44 healthy volunteers were randomised to receive IV infusion of ketamine or placebo. A 64 channel EEG kit was used to obtain eventrelated potentials in response to a working memory (WM) task. The two groups were compared in respect to their performance task as well as the amplitude of the P1 and P300 ERPs.

The psychiatric scales scores (BPRS, CADSS) were significantly increased in the ketamine group when compared to saline. While there was no difference in terms of reaction times to the task, accuracy in the ketamine group worsened significantly with increase in working memory load than in controls. Ketamine significantly increased the P1 but lead to a decrease in P300.
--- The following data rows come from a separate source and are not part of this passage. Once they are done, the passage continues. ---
PR #9360, opened 2026-07-31
Add keepMounted and headingLevel props to Collapse/CollapsibleGroup

Hypnosphi:
## What

- **`keepMounted`** (opt-in, default off) on `Collapse` and `CollapsibleGroup`: keeps collapsed content mounted — hidden via `visibility: hidden` + `inert` — instead of unmounting it, so local state, subscriptions, and iframes survive collapse cycles. Documented limitations: portaled content (e.g. `Popup`) is not hidden, and hidden form controls still participate in constraint validation.
- **`headingLevel?: 2–6`** on `CollapsibleGroup`: wraps the disclosure header in an `<h2>`–`<h6>` (standard `<hN><button aria-expanded>` accordion pattern) to preserve the document outline.

## Behavior changes / fixes along the way

- `CollapseContent` is now `inert` whenever the panel is collapsed, matching `aria-expanded`: content animating shut can't be tabbed into, and a `minHeight` preview is a visual-only teaser (see the `minHeight` JSDoc for the AT trade-off).
- Collapse finalization only reacts to the container's **own `height` transitionend** (descendant transitions used to end it early), with a once-per-collapse fallback timer derived from the committed `--duration` for suppressed/cancelled transitions (`transition: none`, reduced motion).
- `disableAnimation` no longer unmounts a positive-`minHeight` preview, and stays in sync when toggled while collapsed.
- `keepMounted` is optional in `CollapseContext`, so externally constructed `Provider` values keep compiling.
- `inert` is serialized cross-version (React 19 boolean vs React 18 empty-string form) and rendered in JSX so SSR markup is protected before hydration. TODO markers note that the React 18 branch should be dropped in develop-8.0.
- The deprecated `expand/collapsible-group.css` alias forwards the new `heading` class, guarded by a token-parity + composes test.

## CI

- New **React 18 runtime compatibility** TeamCity build (`.teamcity/src/tests/React18Compat.kt`), wired as a snapshot dependency of `All checks`. ⚠️ The DSL is untested locally — please sanity-check it compiles on the TeamCity side.

## Tests

25 unit tests across `src/collapse` / `src/collapsible-group`, covering: state preservation across a settled collapse cycle, immediate `inert` on collapse, transitionend target/property filtering, fallback-timer behavior under resize churn / mid-collapse `duration` changes / stale-height starts, SSR markup, `minHeight` previews, and heading semantics.

### DIFF
--- a/src/collapse/collapse-content.tsx
+++ b/src/collapse/collapse-content.tsx
@@ -83,6 +83,7 @@ export const CollapseContent: React.FC<PropsWithChildren<Props>> = ({
     // Armed once per collapse toggle from the --duration committed to the DOM — the value
     // the running transition actually uses — so it can neither undercut a transition started
     // from a stale height nor be restarted by content resizes or duration changes mid-collapse
+    // TODO merge with global/parse-css-duration when this lands in develop-8.0
     const cssDuration = parseFloat(container?.style.getPropertyValue('--duration') || '') || 0;
     const fallbackTimeout = window.setTimeout(finalizeCollapse, cssDuration + HIDE_FALLBACK_EXTRA_DELAY);
 
@@ -92,6 +93,9 @@ export const CollapseContent: React.FC<PropsWithChildren<Props>> = ({
     };
   }, [collapsed, initialContentHeight]);
 
+  // render-phase state adjustments (not effects): the React Compiler lint forbids
+  // setState-in-effect, and https://react.dev/learn/you-might-not-need-an-effect
+  // documents this pattern for resetting state when props change
   if (!collapsed && shouldHideContent) {
     setShouldHideContent(false);
   }
--- a/src/collapse/collapse-content.tsx
+++ b/src/collapse/collapse-content.tsx
@@ -13,8 +13,29 @@ const DURATION_FACTOR = 0.5;
 const DEFAULT_HEIGHT = 0;
 const VISIBLE = 1;
 const HIDDEN = 0;
+// margin for the hide fallback timer, so it fires only if transitionend never did
+const HIDE_FALLBACK_EXTRA_DELAY = 100;
+
+// React 18 renders unknown attributes from strings only, while React 19 treats `inert`
+// as a real boolean and removes the attribute when it gets ''
+// TODO drop the React 18 branch in develop-8.0 — Ring UI 8.0 supports React 19 only
+const REACT_MAJOR_WITH_INERT_SUPPORT = 19;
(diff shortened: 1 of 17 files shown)


src/collapse/collapse.tsx
```diff
@@ -8,6 +8,15 @@ interface Props {
...
   disableAnimation?: boolean;
+  /**
+   * Keep children mounted while collapsed (hidden via CSS)
+   * instead of unmounting them, preserving their state.
+   * Note: hidden form controls still participate in form validation
+   * and submission — disable them while collapsed if needed.
+   * Content rendered through portals (e.g. Popup) escapes the hidden
+   * wrapper and is not hidden — close overlays on collapse.
+   */
+  keepMounted?: boolean;
```
aleksei-berezkin, line 19: Would be nice documenting the exact way of hiding it with CSS (`visibility: 'hidden'`)

src/collapse/collapse-content.tsx
```diff
@@ -41,24 +62,45 @@ export const CollapseContent: React.FC<PropsWithChildren<Props>> = ({
...
+      }
+    }
+
     container?.addEventListener('transitionend', onTransitionEnd);
+    // fallback for suppressed or cancelled transitions (e.g. `transition: none` overrides),
+    // which emit no transitionend and would otherwise leave the content interactive forever.
+    // Armed once per collapse toggle from the --duration committed to the DOM — the value
+    // the running transition actually uses — so it can neither undercut a transition started
+    // from a stale height nor be restarted by content resizes or duration changes mid-collapse
+    const cssDuration = parseFloat(container?.style.getPropertyValue('--duration') || '') || 0;
```
aleksei-berezkin, line 87: - maybe `getComputedStyle()`?
- I [added](https://github.com/JetBrains/ring-ui/blob/ddafe0e06b73c6594f4533caafe73b3963569385/src/global/parse-css-duration.ts) a util in 8.0, please consider adding a TODO for merging into 8.0

aleksei-berezkin (approved):

andrey-skl (approved):

src/collapse/collapse-content.tsx
Hypnosphi: accessing `style` property directly should be fine as we're setting `--duration` ourselves with inline styles: https://github.com/JetBrains/ring-ui/blob/f1889e4c19a7d6f99a5e0022b434b136af30b2bb/src/collapse/collapse-content.tsx#L89

PR #9380, opened 2026-08-21
RG-2809 Add Trusted Types policy hook

andrey-skl:
## Motivation
Ring UI injects SVG and rich content through `innerHTML` in a few shared components. Host applications that enable [Trusted Types](https://developer.mozilla.org/en-US/docs/Web/API/Trusted_Types_API) can reject those string assignments, so Ring UI needs a single way to receive and use the host's Trusted Types policy instead of forcing every consumer to work around each component separately.

Issue: [RG-2809](https://youtrack.jetbrains.com/issue/RG-2809)

## Summary
- Add a global Trusted Types policy hook to Ring UI configuration
- Apply the configured policy to Icon SVG and ContentEditable innerHTML sinks
- Cover both consumers with regression tests

### DIFF
--- a/src/global/configuration.ts
+++ b/src/global/configuration.ts
@@ -4,14 +4,20 @@ export enum ControlsHeight {
   L = 'L',
 }
 
+export interface RingUITrustedTypePolicy {
+  createHTML(html: string): TrustedHTML;
+}
+
 export interface RingUIConfiguration {
   controlsHeight?: ControlsHeight;
   popupsCssPositioning?: boolean;
+  trustedTypePolicy?: RingUITrustedTypePolicy | null;
 }
 
 const globalConfiguration: Required<RingUIConfiguration> = {
   controlsHeight: ControlsHeight.M,
   popupsCssPositioning: true,
+  trustedTypePolicy: null,
 };
 
 export function configure(config: RingUIConfiguration): void {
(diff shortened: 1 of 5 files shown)


src/global/configuration.ts
```diff
@@ -4,14 +4,20 @@ export enum ControlsHeight {
   L = 'L',
 }
 
+export interface RingUITrustedTypesPolicy {
+  createHTML(html: string): string | TrustedHTML;
+}
```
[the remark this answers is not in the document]
andrey-skl: Applied

src/global/configuration.ts
```diff
@@ -4,14 +4,20 @@ export enum ControlsHeight {
...
 }
 
+export interface RingUITrustedTypesPolicy {
+  createHTML(html: string): TrustedHTML;
+}
+
 export interface RingUIConfiguration {
   controlsHeight?: ControlsHeight;
   popupsCssPositioning?: boolean;
+  trustedTypesPolicy?: RingUITrustedTypesPolicy | null;
```
vkrol: Let's name the type `RingUITrustedTypePolicy` (`Types` -> `Type`) and the field name `trustedTypePolicy` for consistency with the canonical name https://developer.mozilla.org/en-US/docs/Web/API/TrustedTypePolicy.

vkrol (approved):

src/global/configuration.ts
andrey-skl: Applied, thanks!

In this study acute NMDA antagonism induced a WM deficit that was associated with visual processing and memory abnormalities. Specifically, ketamine increased the amplitude of the P1 potential and reduced the P300 amplitude. In addition P1 but not P300 predicted performance on the WM task. These effects could be mediated ketamine-induced acute glutamate release in the visual cortex, enhancing neuronal responses to visual stimuli and increasing the signal-to-noise ratio which in turn disrupted higher order cognitive function.